While a few industry groups might experience profit reductions above 5 percent under the no-cost-pass-through scenario, the large-firm impact on the majority of affected major industry groups would be less than 3 percent of profit.
As required by the Regulatory Flexibility Act of 1980, OSHA assessed the economic burden faced by small establishments. For Years 1 through 5, the average ratio of direct cost to revenue for firms with fewer than twenty employees would be 0.23 percent. If small firms were to absorb the direct cost of regulation in full, profit reductions would average 3.4 percent for the first five years of implementation. Since profit impacts of less than 6 percent would be felt by the majority of small establishments under this scenario (zero cost offsets), OSHA has determined that the standard is economically feasible for small firms.
OSHA is aware that the European and East Asian economic communities are introducing the concept of process safety management among their member countries. In time, European and Asian firms adopting PSM programs will experience the range of implementation costs estimated in this RIA for American firms. OSHA anticipates that as PSM becomes widespread throughout American industry, the productivity benefits and other cost-savings resulting from the rule could improve the competitiveness of American businesses.
During the implementation schedule, the standard is not likely to have a significant adverse effect on international trade because of the small magnitude of any price increase that would be required for passing forward compliance costs. As indicated above, the maximum price increases generated from the standard would be less than 0.3 percent for the majority of affected establishments. Thus, no measurable impact on foreign trade is expected.

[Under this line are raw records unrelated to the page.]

PR #2789, opened 2026-09-07
cli: glibc's allocator carries a lot of overhead on the graphs the be…

kali:
…nch suite runs, and a process can settle into a regime where a per-eval intermediate is mapped and unmapped on every pass, costing millions of minor faults. Use jemalloc as the CLI global allocator, wrapped in the same readings instrumentation, behind a jemalloc feature that bench-suite turns on.


kali:
⚠️⚠️⚠️ Just rebased! ⚠️⚠️⚠️

PR #2796, opened 2026-09-08
fix(tensorflow): return errors instead of panicking on malformed TensorProto (CWE-248)

li-jin-quan:
I found a crash in the TensorFlow model loader.

A malformed `.pb` kills the process instead of returning an error. Three spots:

```rust
let dims: TVec<usize> =
    t.tensor_shape.as_ref().unwrap().dim.iter().map(|x| x.size as _).collect();
let dtype = DataType::try_from(t.dtype).unwrap();
_ => unimplemented!("missing type (for get_tensor_content) {:?}", dtype),
```

- `tensor_shape` missing -> `unwrap()` panics
- `dtype` set to a value prost does not know -> `unwrap()` panics
- a dtype tract does not support -> `unimplemented!()` aborts

The dim cast is a fourth one: `x.size as _` turns a negative dim into a huge
`usize`. A dim of `-1` becomes `usize::MAX`.

This matters for anything that loads a model it did not produce: a converter, a
model zoo, CI running on user uploads.

## You already fixed this on the ONNX side

`onnx/src/tensor.rs` had the exact same `unwrap()`. It was fixed in 1426b091 and
bd853a31, and the regression test there says:

> an ONNX TensorProto with a DataType value that prost doesn't recognise used to
> abort the process via `unwrap()`

The TensorFlow loader did not get the same treatment.

## Fix

- `tensor_shape` -> `ok_or_else`
- `dims` -> reuse `TryFrom<&TensorShapeProto> for TVec<usize>`, which already
  exists in this file and already rejects negative dims
- `unwrap()` -> `?`
- `unimplemented!()` -> `bail!()`
- added a regression test, same shape as the ONNX one

One detail: `-1` is a legal TF dim, it means "unknown". My test uses `-2` so it
does not depend on that. But tract cannot represent an unknown dim today, so
`-1` now gives a clean error instead of reaching the allocator with
`usize::MAX`.

Valid models load exactly as before.

Does this look right to you?

### DIFF
--- a/tensorflow/src/tensor.rs
+++ b/tensorflow/src/tensor.rs
@@ -83,11 +83,16 @@ fn tensor_from_repeated_field<T: Datum>(shape: &[usize], data: Vec<T>) -> TractR
 impl TryFrom<&TensorProto> for Tensor {
     type Error = TractError;
     fn try_from(t: &TensorProto) -> TractResult<Tensor> {
-        let dims: TVec<usize> =
-            t.tensor_shape.as_ref().unwrap().dim.iter().map(|x| x.size as _).collect();
+        let shape = t
+            .tensor_shape
+            .as_ref()
+            .ok_or_else(|| format_err!("TensorProto is missing its tensor_shape"))?;
+        // Go through the checked conversion instead of `as _`: it rejects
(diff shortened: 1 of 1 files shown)


kali:
Thanj you !

PR #2801, opened 2026-09-08
RFC: a WebGPU backend (tract-wgpu)

czoli1976:
tract reaches a GPU through Metal and CUDA, neither of which a browser can. This adds `tract-wgpu`, a third `tract-gpu` backend built on the `wgpu` crate: one set of WGSL kernels that run on WebGPU in a browser and on Vulkan/Metal/DX12 natively.

Opening as a draft because the code is the easy part of this question — the real one is whether you want a third GPU backend in-tree at all, and on what maintenance terms. I'd rather hear that before polishing anything.

## What it is

A new crate and nothing else. **It changes no existing file**: the diff is `wgpu/`, plus two lines of `Cargo.toml` and the lockfile. No edit to tract-core, tract-gpu, metal or cuda, so nothing that works today can regress.

It covers a full selfie-segmentation model on the GPU with no CPU fallback — convolution (dense, depthwise, transposed), pooling, matmul via `PrefixMatMul`, reduce, softmax, resize, cast, and the element-wise and binary sets, in f32 and f16. There is a `WgpuTransform` like `MetalTransform`, a coverage check that refuses to load a model it would silently split, and an optional hybrid mode that falls back to CPU per-op behind a feature flag.

## Three things WebGPU does not let a `tract-gpu` backend do

These are the parts worth your opinion, because they are contract questions rather than kernel ones.

**The memory pool's single-buffer arena is illegal.** WebGPU refuses a dispatch that binds one buffer both read-only and read-write, which is what an arena does whenever a kernel reads one tensor and writes another in the same allocation. The validation error is `Buffer with 'tract-wgpu-arena' usage ... is used as both a read-only storage and a writable storage`. The backend therefore gives each tensor its own buffer and addresses it as `(buffer, byte offset in a uniform)`.

**`DeviceBuffer::ptr()` has no meaning.** There is no GPU address to hand out. It returns the `wgpu::Buffer`'s handle identity, which is enough for cache keying and nothing else; kernels downcast to the concrete buffer type instead.

**`get_bytes_slice` cannot report a failure.** On a unified-memory backend it is a slice; here it is a device readback that can fail, and the trait returns `Vec<u8>`. Today the path is unreachable — it is only entered through the arena view, which this backend never installs — but it is a trap if the arena ever becomes reachable. On wasm it cannot succeed at all without JSPI.

None of these need a change from you for this PR to work; they are all handled inside the crate. I raise them because if `tract-gpu`'s contract were ever revisited, these are the three places a non-unified-memory backend pushes back.

## Numbers

MobileNet-style selfie segmentation, 144×256, on an M-series Mac.

| | tract-wgpu | reference |
|---|---|---|
| Chrome, GPU-resident | 2.70 ms/frame | onnxruntime-web WebGPU EP, 2.09 ms |
| Chrome, full frame incl. readback | 6.63 ms | onnxruntime-web, 5.40 ms |
| Chrome, background-replacement demo, model only | 1.5–1.7 ms | tract's own 1-thread wasm tier, ~9.5 ms |
| Native | ~3.1–3.7 ms/frame | tract's CPU path on the same box, ~6.1 ms |

**These replace an earlier table that had us ahead of onnxruntime-web on a full frame. That was wrong** — measured against a slower run of theirs, and on our side with a performance bug in the uniform path that I have since fixed. Measured properly in one sitting we are about 1.3× behind them in a browser, and the row that matters for the use case is still the third: inference on a video call must not eat the cores the encoder needs.

Where the gap is, in case it is useful to you: their kernels do **more** GPU work than ours (3.08 ms summed against our ~2.4 ms) and they still land lower, because they issue 122 dispatches to our 140 and recording is about **half** of a WebGPU frame — `record 1.28 ms + submit 0.32 + readback 3.12` on our side. So this backend's remaining problem in a browser is dispatch count and host-side recording, not arithmetic. Native does not show this at all: there the driver wait hides recording, and the same changes that help one target do nothing for the other.

## Testing

`cargo test -p tract-wgpu` is 26 tests against CPU reference, per kernel family. A model-level test compares the whole graph to the CPU plan at `Approximation::Approximate` and asserts full GPU coverage — that one lives in an example crate that is not part of this PR, because it embeds an ONNX file the repo does not carry. If you want the model test in-tree, tell me how you would rather a test model be provisioned and I will wire it that way.

Not covered: no CI runs this. It needs a GPU, and the browser numbers need a browser. I have run it on Apple hardware only — Vulkan and DX12 are what the `wgpu` crate gives us, not something I have verified.

## Not included

The browser demo and its benchmark page are a separate slice, blocked on the same test-model question. A background-replacement demo built on this exists but uses compositing shaders whose provenance I need to settle before offering them.

🍍

### DIFF
--- a/Cargo.lock
+++ b/Cargo.lock
@@ -87,6 +87,15 @@ dependencies = [
 ]
 
 [[package]]
+name = "android_system_properties"
+version = "0.1.6"
+source = "registry+https://github.com/rust-lang/crates.io-index"
+checksum = "ae221649c9976a6f6c56ae1facf410f3ddb33cc661c4b7b61020a912d4237fbc"
+dependencies = [
+ "libc",
+]
+
+[[package]]
 name = "anes"
 version = "0.1.6"
 source = "registry+https://github.com/rust-lang/crates.io-index"
@@ -196,6 +205,15 @@ source = "registry+https://github.com/rust-lang/crates.io-index"
 checksum = "516b6b4f0e40d50dcda9365d53964ec74560ad4284da2e7fc97122cd83174516"
 dependencies = [
  "stable_deref_trait",
+]
+
+[[package]]
+name = "ash"
+version = "0.38.0+1.3.281"
+source = "registry+https://github.com/rust-lang/crates.io-index"
+checksum = "0bb44936d800fea8f016d7f2311c6a4f97aebd5dc86f09906139ec848cf3a46f"
+dependencies = [
+ "libloading 0.8.9",
 ]
 
 [[package]]
@@ -382,6 +400,15 @@ dependencies = [
 
 [[package]]
 name = "bit-set"
+version = "0.10.0"
+source = "registry+https://github.com/rust-lang/crates.io-index"
+checksum = "09ec2f926cc3060f09db9ebc5b52823d85268d24bb917e472c0c4bea35780a7d"
+dependencies = [
+ "bit-vec 0.9.1",
+]
+
+[[package]]
+name = "bit-set"
 version = "0.11.1"
 source = "registry+https://github.com/rust-lang/crates.io-index"
 checksum = "56d87354e4229f54a44f7bf2435906a4656dba36026ab6eaca629a2c436a691c"
@@ -394,6 +421,12 @@ name = "bit-vec"
 version = "0.8.0"
 source = "registry+https://github.com/rust-lang/crates.io-index"
 checksum = "5e764a1d40d510daf35e07be9eb06e75770908c27d411ee6c92109c9840eaaf7"
+
+[[package]]
+name = "bit-vec"
+version = "0.9.1"
+source = "registry+https://github.com/rust-lang/crates.io-index"
+checksum = "b71798fca2c1fe1086445a7258a4bc81e6e49dcd24c8d0dd9a1e57395b603f51"
 
 [[package]]
 name = "bit-vec"
@@ -515,6 +548,20 @@ name = "bytemuck"
 version = "1.25.0"
 source = "registry+https://github.com/rust-lang/crates.io-index"
 checksum = "c8efb64bd706a16a1bdde310ae86b351e4d21550d98d056f22f8a7f7a2183fec"
+dependencies = [
+ "bytemuck_derive",
+]
+
+[[package]]
+name = "bytemuck_derive"
+version = "1.12.0"
+source = "registry+https://github.com/rust-lang/crates.io-index"
+checksum = "fc0e56a716f1e132ff6bf4bdac1c944a3fcdc1cae65f70a4a2a1ac3b401d2d1f"
+dependencies = [
+ "proc-macro2",
+ "quote",
+ "syn 3.0.3",
+]
 
 [[package]]
 name = "byteorder"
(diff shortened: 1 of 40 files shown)


kali:
This is a great development, happy that the tract-gpu framework can handle a third platform with little issues.

I am tempted to say that the maintainance question is not as acute as it was in the pre-codebot era. They are pretty good at producing "good enough" implementations, so maintaining expectations across a third platform does not sound as crazy as it did just one year ago.

The three issues do not sound too bad either. The arena was an add-on, so making it noop on wgpu is ok. If the "read or write" contract on buffer is imperative, I am not sure it makes any sense to try and pursue an alternative implementation...

The question is more... do we try to get on par with cuda and metal, or keep it focused on audio/video signal processing ? Does it make sense to go for transformers ? Would nemotron make sense ?

czoli1976:
My focus so far has been DSP (Noise Suppression) but in my domain BG Blur and Replacement are important too. The latter need at least WebGPU to be performant , the former not good for GPU Acceleration due to latency.

So I am trying to complete the picture of what I am used to with Tract.

Took a lot of effort to take it close to ORT Web Runtime, still a bit slower on WebGPU (On CPU beat ORT in most of the cases)

So I would like to:

- Complete with Real Value Demo of BG Blur and Replacement with the Selfie Segmentation WebGPU Accelerated (almost done)
- Close the Gap with ORT, possibl beat it (my obsession)

For other types of models I am not really an expert but an ASR could be fine.

I have done some WebNN Experiments before which is the way to tap into HW Accelerated Inference via the Browser but that was before discovering TRACT, it could be another step (WebNN is pretty cutting edge and very new)

kali:
how do we slice this one ? it's "only" 9000 lines, that's less than the attempt at coremetal last spring :)

czoli1976:
1	the device — context, tensor, buffer pool, uniform ring, copy + cast	2,400
2	element-wise + binary, transform, coverage check, Runtime	950
3	matmul + einsum lowering	540
4	convolution family — dense, depthwise, transposed, pooling	1,250
5	reduce, softmax, resize	465
6	fusion — chains, epilogues, axis ops	1,020
7	browser seam — ingest/export	300

kali:
bring it on

czoli1976:
I have corrected the numbers table in the description, because the old one flattered this backend and you should not review it on those figures.

It claimed we beat onnxruntime-web on a full frame (5.04 ms against 6.41). That was measured against a slow run of theirs, and on our side with a bug in the uniform path that I have since fixed. Measured properly in one sitting, in Chrome on an M-series Mac: **we are about 1.3× behind them** — 2.70 ms against 2.09 GPU-resident, 6.63 against 5.40 with readback.

The interesting part is where the gap is. Their kernels do *more* GPU work than ours (3.08 ms summed against our ~2.4) and they still land lower, because they issue 122 dispatches to our 140 and recording is about half a WebGPU frame — ours splits `record 1.28ms + submit 0.32 + readback 3.12`. So what this backend needs in a browser is fewer dispatches and cheaper recording, not faster arithmetic. Native shows none of this: there the driver wait hides recording, and changes that help one target measure as nothing on the other.

None of that changes what the slices contain; it changes what I would work on next, and I would rather you had the real numbers in front of you.

kali:
understood. no change of plans as far as merging the sliced version.

kali:
@czoli1976 any thought about how we could manifest this in ci/bench ? daytime bandwidth is often tense, but i could still run a nightly bench on a rtx4060. not sure if we want a native or wasm run, vulkan or gl...

czoli1976:
The sliced PRs (#2805–#2811) and the follow-ups are in main, so this RFC is leftover. Closing.

On the nightly: a native Vulkan run of the selfie segmenter on the 4060 is the useful one — that measures GPU work. wasm/GL would mostly measure JS recording, which #2867 already went after. Happy to sketch a harness if you want it on the nightly.

kali:
sounds good, let's do this then.

PR #2805, opened 2026-09-08
wgpu 2/7: element-wise and binary ops, and the transform

czoli1976:
2/7 of #2801. Adds the element-wise and binary kernels, the `WgpuTransform` that translates a model onto them, and the coverage check. **Stacked on #2811 — its commit is included here, so read this one's top commit only.**

With this a model of element-wise ops runs end to end on the GPU.

The policy question worth your opinion is what to do with an op the backend has no kernel for. On Metal a fallback is a cheap trip through unified memory; on WebGPU it is a readback and an upload, which is far more expensive than the op it rescues. So the default refuses to load a model it would silently split, and names the ops that made it refuse; a `jspi` Cargo feature turns that into a per-op CPU fallback for the browsers that can suspend across a buffer mapping. Happy to change the default if you would rather it always limp than refuse.

Where the operands run with the output a thread handles four values at once — the kernel is bandwidth-bound, so a wider load is the whole win.

Ten tests, including a two-op model against the CPU plan and both coverage outcomes.

🍍

### DIFF
--- a/wgpu/src/tests.rs
+++ b/wgpu/src/tests.rs
@@ -1,11 +1,13 @@
 #![cfg(test)]
 
 use tract_core::internal::*;
+use tract_core::ops::math::mul;
+use tract_core::transform::ModelTransform;
 use tract_gpu::tensor::{DeviceTensor, IntoDevice};
 
 use crate::kernels::cast::wgpu_cast_dispatch;
 use crate::kernels::copy::wgpu_copy_nd_dispatch;
-use crate::with_wgpu_queue;
+use crate::{WgpuTransform, with_wgpu_queue};
 
 fn close(a: &Tensor, b: &Tensor) -> TractResult<()> {
     a.close_enough(b, Approximation::Close)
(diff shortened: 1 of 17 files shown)


kali:
⚠️⚠️⚠️ Just rebased! ⚠️⚠️⚠️

wgpu/src/tests.rs
```diff
@@ -1,16 +1,37 @@
...
+        model,
+        &RunOptions { skip_order_opt_ram: true, ..RunOptions::default() },
+    )?;
+    let cpu_plan = SimplePlan::new(cpu_model)?;
+    let gpu_out = Arc::new(gpu_plan).run(tvec!(input.clone().into()))?.remove(0).into_tensor();
+    let cpu_out = Arc::new(cpu_plan).run(tvec!(input.into()))?.remove(0).into_tensor();
+    close(&gpu_out, &cpu_out)
+}
+
 #[test]
```
kali, line 16: is this the way to go ? VS test-rt -like ?

czoli1976: Well, cannot argue against raising the bar and going test-rt ...

czoli1976: doing it so will see another commit for it

czoli1976:
The gate allowed all sorts of dtypes there are no kernels able to handle (only got F32/F16) ....

kali (dismissed):

wgpu/src/tests.rs
kali: great :)

kali:
So... giving up on test-rt for now ? I should merge ?

czoli1976:
look again should be TTT https://www.youtube.com/watch?v=qLHLsbD9emc

kali (approved):

PR #2806, opened 2026-09-08
wgpu 3/7: matrix multiplication

czoli1976:
3/7 of #2801. Adds the matmul kernel, the `PrefixMatMul` op over it, and the EinSum lowering that feeds it. **Stacked on #2805 — read this one's top commit only.**

The lowering is not optional for vision models: a pointwise convolution reaches the backend as an EinSum, so without it a segmenter arrives as a graph of ops the backend has no kernel for and the coverage check from 2/7 refuses the model.

The kernel here is naive — one thread per output element, no blocking, no staging — and it carries an epilogue that 6/7 fills in, empty for now.

**Correction to what I first wrote here.** I said blocking had been measured and always lost by dividing the thread count. That was true of every variant I had tried at the time, and it is not true in general: a thread computing a 4×4 tile from `vec4` loads, with the k loop unrolled four deep, is **2.2× faster on this model's products** and correct against a CPU reference. The occupancy rule I had drawn was too broad — it should read that blocking loses when it cuts thread count *without* raising the work each thread does. Here the thread count drops 16× and the work per thread rises 16×, and the device still saturates.

It needs the weights transposed to `(k, n)` so four columns are one `vec4`, which is free because they are constant — the activations are not moved and there is no layout pass. I have it working (native: the products 1.95ms → 0.874ms, whole frame −12.4%) but it is deliberately **not in this PR**: it belongs on top of a reviewed base, and its value in a browser is still unresolved — WebGPU frames are dominated by dispatch recording, where it helps much less than it does natively. It will come as a follow-up with its own numbers.

Nine tests over transposes, batched prefixes and broadcast prefixes.

🍍

### DIFF
--- a/wgpu/src/kernels/matmul.rs
+++ b/wgpu/src/kernels/matmul.rs
@@ -1,0 +1,167 @@
+//! Naive prefix-broadcasting GEMM: one thread per output element.
+//!
+//! `PrefixMatMul` is what tract lowers `EinSum` to, and a MobileNet-style
+//! segmenter reaches it through every pointwise convolution, so the backend
+//! needs it even though the tiled kernels (tfjs `matmul_packed`, ORT
+//! `subgroup_matrix_gemm`) are the ones worth having later.
+
+use tract_core::internal::*;
+use tract_gpu::tensor::DeviceTensor;
+
+use crate::kernels::shaders::{
+    ChainStep, EntryPoint, LayoutKind, ModuleKey, ModuleKind, PipelineKey, ShaderDtype, keys_for,
+    matmul_module, pack_u32s, program_key, rpad8_dims, rpad8_strides,
+};
+use crate::utils::{element_offset, get_wgpu_buffer};
+use crate::with_wgpu_queue;
+
+/// Rank the 8 stride slots can address, two of them being the matmul axes.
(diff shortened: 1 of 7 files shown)


czoli1976:
Correcting something I wrote in the description, since it was wrong and you may have read it.

I said the naive kernel was measured rather than lazy, and that every blocked variant lost by dividing the thread count. That held for everything I had tried then, but not in general: a thread computing a 4×4 tile from `vec4` loads, with the k loop unrolled four deep, is **2.2× faster on this model's products** (1.95ms → 0.874ms) and matches a CPU reference. My occupancy rule was too broad — blocking loses when it cuts thread count *without* raising the work per thread; here both move by 16× and the device still saturates.

It wants the weights transposed to `(k, n)` so four columns are one `vec4`, which costs nothing because they are constant, and it leaves the activations alone — no layout pass. Working, but deliberately not in this PR: it belongs on a reviewed base, and its value in a browser is still unresolved. Follow-up with its own numbers.

czoli1976:
@kali ready

kali (approved):

kali:
⚠️⚠️⚠️ Just rebased! ⚠️⚠️⚠️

The PSM standard has been reviewed in accordance with the requirements of the National Environmental Policy Act (NEPA) of 1969 (42 U.S.C. 4321 et seq.), the regulations of the Council on Environmental Quality (CEQ) (40 CFR Part 1500), and DOL NEPA Procedures (29 CFR Part 11). The provisions of the standard focus on the reduction and avoidance of incidents involving toxic releases, fires and explosions. Consequently, no major negative impact is foreseen on air, water or soil quality, plant or animal life, the use of land or other aspects of the environment. OSHA believes that compliance with the standard will result in positive environmental effects in the form of fewer releases of toxic liquids, solids and gases into the air, soil and water.